Tunisia leaves rights court. Tunisia recently withdrew from the African Union’s human rights court without citing a reason, as President Kais Saied deepens his one-man rule. Saied, who came to power in 2019, has ruled by decree since 2021. He won a landslide second term in October 2024 after jailing or disqualifying most of his political rivals.

Some regional analysts have long criticized Saied’s populist rhetoric for mirroring Trump’s. “Like the former US president, he has been vocal in his insults and attacks on political parties, media outlets, and state institutions, which inhibited his desire, as president, to do what he wants,” Al Jazeera political analyst Marwan Bishara wrote in 2021.

Nigeria investigates USAID. Nigerian lawmakers have begun investigating nonprofit organizations funded by the U.S. Agency for International Development (USAID) in response to comments made in February by U.S. Rep. Scott Perry. The Republican lawmaker alleged without evidence that the agency financed extremist groups, including Boko Haram. Abuja has asked that nonprofits located in the country’s north, which is battling Islamist insurgencies, submit financial statements for review from the period between 2015 and 2024.
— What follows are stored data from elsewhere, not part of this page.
PR #543, opened 2025-10-27
Changed to router push for applying url filter + added guard to preve…

### LINKED ISSUE #542: Allow back navigation to remove filters
Currently, when users apply filters on the page (e.g., by project, date, or status) and then navigate back using the browser’s back button, the filters remain active. This can be confusing since users expect the back navigation to restore the previous unfiltered state.

Expected behavior:
- [ ] When users apply filters and then navigate back, the page should restore the previous state (e.g., no filters applied or the prior filter set).
- [ ] The browser history should reflect filter changes.

Lindharden:
…nt url race condition

This PR allows the user to back/forward navigate applied url filters, so that if the user applies a filter, back navigation will remove the filter and vice versa. 

This need became evident when we added click handlers for applying filters to all our tables, as you would often click back in order to remove the filter again, but this would return you to the previous page instead.

Closes #542

### DIFF
--- a/dashboard/package.json
+++ b/dashboard/package.json
@@ -62,6 +62,7 @@
     "leaflet": "^1.9.4",
     "lucide-react": "^0.503.0",
     "mailersend": "^2.6.0",
+    "moment-timezone": "^0.6.0",
     "motion": "^12.23.12",
     "next": "15.3.3",
     "next-auth": "^4.24.11",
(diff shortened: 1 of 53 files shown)


flopper123 (approved):
Works wonders! 😄

Lindharden:
> Code looks good - i am slightly concerned about the efficiency of the deep sort. Did you ever check how much time the deep keys sort add to the navigations ?

Should be fine. It is typically 0-10 items and flat, so it should not add any overhead at all. In addition, it's only use during encoding 😄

Since February, the Trump administration has ended more than 80 percent of USAID programs around the world. In Nigeria, the majority of USAID support went toward health services, including funding treatment for HIV and malaria.


This Week in Tech 

Africa’s first AI center. Cassava Technologies, founded by Zimbabwean telecoms billionaire Strive Masiyiwa, has announced a partnership with U.S. chipmaker Nvidia to build Africa’s first artificial intelligence factory. The facility is set to launch in South Africa in June, followed by an expansion into Egypt, Kenya, Morocco, and Nigeria.
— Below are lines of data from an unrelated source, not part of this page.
PR #545, opened 2025-10-29
544 use client timezone

flopper123:


dashboard/src/lib/ba-query.ts
```diff
@@ -50,23 +51,65 @@ const granularityIntervalMapper = {
...
+
+  // Note: the end timestamp is exclusive
+  // the BETWEEN keyword seems to be inclusive of the end timestamp
+  const range = safeSql`timestamp >= ${start} AND timestamp < ${end}`;
+
+  // Create the fill
+  const intervalFrom = safeSql`toStartOfInterval(${start}, ${interval}, ${SQL.String({ timezone })})`;
+  const intervalTo = safeSql`toStartOfInterval(${end}, ${interval}, ${SQL.String({ timezone })})`;
+
+  const fill = safeSql`FILL FROM ${intervalFrom} TO ${intervalTo} STEP ${interval}`;
```
Lindharden: I think this statement should include WITH FILL instead of just FILL, seems like FILL is an invalid sql statement, and it may confuse others that WITH needs to be prepended given it's not explicit. Prepending WITH here will complete this statement. Wdyt?

dashboard/src/lib/ba-timerange.ts
```diff
@@ -0,0 +1,409 @@
...
+
+function buildYearRange(
+  main: ResolvedRange,
+  granularity: GranularityRangeValues,
+  timezone: string,
+  compareAlignWeekdays?: boolean,
+) {
+  const unit = getGranularityUnit(granularity);
+
+  if (unit === 'day') {
```
Lindharden: We should probably force unit day here? It seems that I can modify the url to be interval 1y with granularity minute_1 forcing it to query clickhouse with these parameters 😄

dashboard/src/lib/ba-timerange.ts
```diff
@@ -0,0 +1,409 @@
...
+    return { start: alignedStart.toDate(), end: alignedEnd.toDate() };
+  }
+
+  return { start: startTz.toDate(), end: endTz.toDate() };
+}
+
+/**
+ * Map granularity → moment units
+ */
+function getGranularityUnit(g: GranularityRangeValues) {
```
Lindharden: Perhaps rename this function to getMomentGranularityUnit or convertToMomentGranularityUnit

dashboard/src/repositories/clickhouse/visitors.ts
```diff
@@ -90,74 +98,82 @@ export async function getSessionMetrics(
...
-      GROUP BY session_id
-    ),
-    included AS (
+  const queryResponse = timeWrapper(
+    safeSql`
+      WITH windowed_all AS (
+        SELECT session_id, timestamp, event_type
+        FROM analytics.events
+        WHERE site_id = {site_id:String}
+          AND timestamp BETWEEN {start:DateTime} - INTERVAL 30 MINUTE AND {end:DateTime} + INTERVAL 60 MINUTE
```
Lindharden: Now that DateTime is now inclusive in end, does this remain correct? 😄

dashboard/src/presenters/toAreaChart.ts
```diff
@@ -61,6 +62,26 @@ function dataToAreaChart<K extends string>({ dataKey, data, granularity, dateRan
   return chartData;
 }
 
+// New: relies on ClickHouse FILL; do not iterate buckets in JS
```
Lindharden:
```suggestion
```

dashboard/src/presenters/toAreaChart.ts
```diff
@@ -133,11 +148,61 @@ export function toAreaChart<K extends string>({
...
 
-  return {
-    data: dataSeries,
-    comparisonMap,
-    incomplete,
-  };
+  return { data: dataSeries, comparisonMap, incomplete };
+}
+
+// New: relies on ClickHouse-filled buckets, minimal mapping + same compare/incomplete logic
```
Lindharden:
```suggestion
```

dashboard/src/presenters/toAreaChart.ts
```diff
@@ -133,11 +148,61 @@ export function toAreaChart<K extends string>({
...
+export function toNewAreaChart<K extends string>({
```
Lindharden: Same here, should not be named New 😄

dashboard/src/entities/webVitals.ts
```diff
@@ -22,10 +22,10 @@ export type CoreWebVitalRow = z.infer<typeof CoreWebVitalRowSchema>;
...
   date: z.string(),
   name: CoreWebVitalNameSchema,
-  p50: z.number(),
-  p75: z.number(),
-  p90: z.number(),
-  p99: z.number(),
+  p50: z.number().or(z.null()),
+  p75: z.number().or(z.null()),
+  p90: z.number().or(z.null()),
+  p99: z.number().or(z.null()),
```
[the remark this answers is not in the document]
flopper123: When returning from ClickHouse, I think these:
```
        quantileTDigest(0.50)(value) AS p50,
        quantileTDigest(0.75)(value) AS p75,
        quantileTDigest(0.90)(value) AS p90,
        quantileTDigest(0.99)(value) AS p99
```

If successful, the project may create jobs in a sector where African graduates often need to emigrate to find employment.

Last month, Microsoft pledged a nearly $300 million investment to train South Africans in AI skills, machine learning, and cybersecurity as part of its data center expansion in the country amid growing hostility from Washington toward the South African government. On March 6, Trump cut off aid to South Africa over the country’s new land law aimed at reversing lingering inequality from apartheid.
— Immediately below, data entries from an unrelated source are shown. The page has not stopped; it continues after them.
PR #546, opened 2025-10-30
211 reject incoming events for non existent siteids

### LINKED ISSUE #211: Reject incoming events for non-existent siteIds
In the future, we should consider the rejecting events that we do not want to track. 

Some reasons:
Data hygiene: Prevents ClickHouse bloat from "zombie" sites still sending data
Ethically aligned: if a user says "delete me", we stop collecting data from their sites if they haven't removed their script
Trust: reassures privacy-conscious users that deletion means full deactivation
Legal clarity

Implementation ideas:
We can use an in-memory config on the tracking server(s) to store allowed siteIDs. Query postgres for valid siteIds on bootup. We can keep this in-sync through redis PubSub?

Lindharden:
This PR introduces IP blacklisting and domain origin enforcement for event validation, so events from blocked IPs are rejected and only events from the domain specified in the dashboard are accepted. 

{36277E57-993D-4459-AEB4-D7CD3BBB780D}

Key changes include:
- In-memory site-config cache with a TTL of 1 hour and a capacity of 50k, backed by Redis GET on miss with a 150 ms timeout.
- Negative caching for missing site-configs (TTL 60s) to prevent repeated Redis misses.
- Redis Pub/Sub listener on site_cfg_updates with version-aware invalidation and pre-warm refresh.
- Supervisor for the subscription to automatically reconnect and resubscribe if Redis goes down.

Each Redis call is wrapped in a Tokio timeout to prevent workers from being stuck, allowing events to continue flowing in case of Redis issues.

Tracked events are approved when a site-config exists and passes policy checks. If the site-config is missing or a fetch error occurs, events are not blocked but are tagged with a site_config_status (e.g., missing or fetch_error) for later analysis (this means w run a fail-open policy, where events are not rejected if redis is down). Events explicitly rejected due to policy violations, such as blacklisted IPs or invalid domains, continue to be tracked using the existing analytics_events_rejected_total{reason} metric.

Dashboard updates now write the updated site-config to Redis and publish an update event, prompting the Rust server to invalidate and refresh its in-memory cache.

New metrics added for production monitoring include:
- cache_lookups_total{cache="site_config", result="hit|miss|error"}
- site_config_pubsub_healthy (0/1)
- site_config_last_refresh_timestamp_seconds (Unix seconds)
- The existing analytics_events_rejected_total{reason} metric is retained.

This approach ensures resilience and graceful degradation: if Redis or site-config retrieval fails, events continue to be processed, and their status is tracked for observability and future analysis.

Closes #211

### DIFF
--- a/dashboard/messages/da.json
+++ b/dashboard/messages/da.json
@@ -746,8 +746,7 @@
         ]
       },
       "hero": {
-        "titleNonHighlight": "Et Bedre Alternativ til ",
-        "titleHighlight": "Google Analytics",
+        "title": "Et <highlight>Bedre Alternativ</highlight> til Google Analytics",
         "description": "Privatlivsvenlig, cookieløs webanalyse, der respekterer dine besøgende — ingen tracking, ingen cookies, ingen samtykkebannere.",
         "ctaPrimary": "Kom i Gang Gratis",
         "ctaGithub": "Se på GitHub",
--- a/dashboard/messages/en.json
+++ b/dashboard/messages/en.json
@@ -747,8 +747,7 @@
       },
 
       "hero": {
-        "titleNonHighlight": "A Better Alternative to ",
-        "titleHighlight": "Google Analytics",
+        "title": "A <highlight>Better Alternative</highlight> to Google Analytics",
         "description": "Privacy-first, cookieless analytics that respect your visitors — no tracking, no cookies, no consent banners.",
         "ctaPrimary": "Get Started for Free",
         "ctaGithub": "View on GitHub",
--- a/dashboard/messages/it.json
+++ b/dashboard/messages/it.json
@@ -746,8 +746,7 @@
         ]
       },
       "hero": {
-        "titleNonHighlight": "Una Migliore Alternativa a ",
-        "titleHighlight": "Google Analytics",
+        "title": "Una <highlight>Migliore Alternativa</highlight> a Google Analytics",
         "description": "Analytics privacy-first e senza cookie che rispettano i tuoi visitatori — nessun tracciamento, nessun cookie, nessun banner di consenso.",
         "ctaPrimary": "Inizia Gratis",
         "ctaGithub": "Vedi su GitHub",
--- a/dashboard/src/app/[locale]/(public)/(landing)/components/heroSection.tsx
+++ b/dashboard/src/app/[locale]/(public)/(landing)/components/heroSection.tsx
@@ -15,8 +15,9 @@ export async function HeroSection() {
       <div className='relative container mx-auto px-4 sm:px-6 lg:px-8'>
         <div className='text-center'>
           <h1 className='mb-6 text-4xl font-bold tracking-tight sm:text-6xl lg:text-7xl'>
-            {t('titleNonHighlight')}
-            <span className='text-blue-600 dark:text-blue-400'>{t('titleHighlight')}</span>
+            {t.rich('title', {
+              highlight: (chunks) => <span className='text-blue-600 dark:text-blue-400'>{chunks}</span>,
+            })}
           </h1>
           <p className='text-muted-foreground mx-auto mb-10 max-w-4xl text-lg sm:mt-8 sm:text-lg'>
             {t('description')}
--- a/dashboard/src/components/map/LeafletMap.tsx
+++ b/dashboard/src/components/map/LeafletMap.tsx
@@ -72,8 +72,12 @@ export default function LeafletMap({
 
   const worldBounds = useMemo(() => {
     if (!mapComponents?.L) return null;
-    return mapComponents.L.latLngBounds(mapComponents.L.latLng(-100, -220), mapComponents.L.latLng(100, 220));
-  }, [mapComponents]);
+    const hasAntarctica = visitorData.some((d) => d.country_code === 'AQ' && d.visitors);
+    return mapComponents.L.latLngBounds(
+      mapComponents.L.latLng(hasAntarctica ? -100 : -60, -220),
+      mapComponents.L.latLng(100, 220),
+    );
+  }, [mapComponents, visitorData]);
 
   if (isPending || !mapComponents || !worldGeoJson) {
     return (
--- a/dashboard/src/components/map/MapCountryGeoJSON.tsx
+++ b/dashboard/src/components/map/MapCountryGeoJSON.tsx
@@ -46,6 +46,10 @@ export default function MapCountryGeoJSON({
       if (!country_code) return;
 
       let geoVisitor = visitorData.find((d) => d.country_code === country_code);
+      if (!geoVisitor?.visitors && country_code === 'AQ') {
+        layer.setStyle({ opacity: 0, fillOpacity: 0 });
+        return;
+      }
       if (!geoVisitor) {
         geoVisitor = { country_code, visitors: 0 };
       }


backend/src/site_config_cache/mod.rs
```diff
@@ -0,0 +1,258 @@
...
+        }
+
+        debug!(site_id = %site_id, "site-config cache miss; fetching from Redis");
+        let key = format!("{}{}", CONFIG_KEY_PREFIX, site_id);
+
+        let redis = self.redis.read().await.clone();
+        let Some(redis) = redis else {
+            if let Some(m) = &self.metrics { m.increment_cache_lookup(CACHE_NAME, "miss"); }
+            return Ok(None);
+        };
```
flopper123: Does this lookup if Redis is setup?
If so, it should probably handle that case further out to not disrupt the code flow.

backend/src/site_config_cache/mod.rs
```diff
@@ -0,0 +1,258 @@
...
+                        }
+                    };
+
+                    if !self.should_refresh(&site_id, msg_version) {
+                        debug!(site_id = %site_id, "skipping refresh; not a newer version");
+                        continue;
+                    }
+
+                    debug!(site_id = %site_id, "received config update; invalidating cache");
+                    self.invalidate(&site_id);
```
flopper123: Should this also invalidate the negative cache?

backend/src/validation/mod.rs
```diff
@@ -327,6 +335,118 @@ impl EventValidator {
...
+/// Provides a mapping to the ClickHouse Enum8 values
+impl From<SiteConfigStatus> for i8 {
+    fn from(value: SiteConfigStatus) -> Self {
+        match value {
+            SiteConfigStatus::Approved => 1,
+            SiteConfigStatus::Missing => 2,
+            SiteConfigStatus::FetchError => 3,
+        }
+    }
+}
```
flopper123: This mapping should be moved to `backend\src\db\models.rs`, where we're doing the rest of the enum mappings

backend/src/validation/mod.rs
```diff
@@ -327,6 +335,118 @@ impl EventValidator {
...
+    allow_subdomains: bool,
+) -> Result<(), ValidationError> {
+    if let Ok(url) = Url::parse(event_url) {
+        let event_domain = url.host_str().unwrap_or("");
+        let expected_lc = expected_domain.to_ascii_lowercase();
+        let event_lc = event_domain.to_ascii_lowercase();
+
+        let allowed = if allow_subdomains {
+            event_lc == expected_lc || event_lc.ends_with(&format!(".{}", expected_lc))
+        } else {
```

Microsoft has “integrated the objectives of broad-based black economic empowerment into its business operations with respect to ownership, management control and skills development,” said South African President Cyril Ramaphosa, adding that the company has “demonstrated its commitment to addressing the historical imbalances of South Africa’s past.”

Meanwhile, Trump advisor Elon Musk has faced difficulty getting regulatory approval to expand his Starlink high-speed internet services into South Africa, due to his refusal to comply with the country’s diversity and inclusion laws.


FP’s Most Read This Week


What Were Reading

Ethiopia’s genocide case. A power struggle within the Tigray People’s Liberation Front has sparked concerns among security analysts that Ethiopia will relapse into deadly civil war.

In Foreign Policy, Azeem Ibrahim and Annika Weis argue that for peace to hold in the Tigray region—the site of a brutal conflict from November 2020 to November 2022—members of Ethiopia’s federal forces, paramilitary groups, and allied militias who allegedly committed atrocities must face an international criminal investigation.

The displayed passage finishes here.